• TASK INSTRUCTIONS: Reproduce exactly the lines from the one containing "### LINKED ISSUE" through the last line of the data, both ends included.

*** THE DATA ***

PR #870, opened 2020-08-17
fixes #869 missing res_gen if rundcpp is called

### LINKED ISSUE #869: Bug in rundcpp failed to initialize result table
```python
import pandapower as pp

net = nw.case57()
pp.rundcpp(net)    
net.pop("res_gen")

# Problem by executing this
pp.rundcpp(net)

# No problem doing this
pp.runpp(net) 
```

Can anyone recreate this? I tries pp 2.2.2, pp 2.3.0.

FlorianShepherd:


wangzhenassd:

*** End of THE DATA ***

• SOLUTION FOR THIS PROBLEM:
### LINKED ISSUE #869: Bug in rundcpp failed to initialize result table
```python
import pandapower as pp

net = nw.case57()
pp.rundcpp(net)    
net.pop("res_gen")

# Problem by executing this
pp.rundcpp(net)

# No problem doing this
pp.runpp(net) 
```

Can anyone recreate this? I tries pp 2.2.2, pp 2.3.0.

FlorianShepherd:


wangzhenassd:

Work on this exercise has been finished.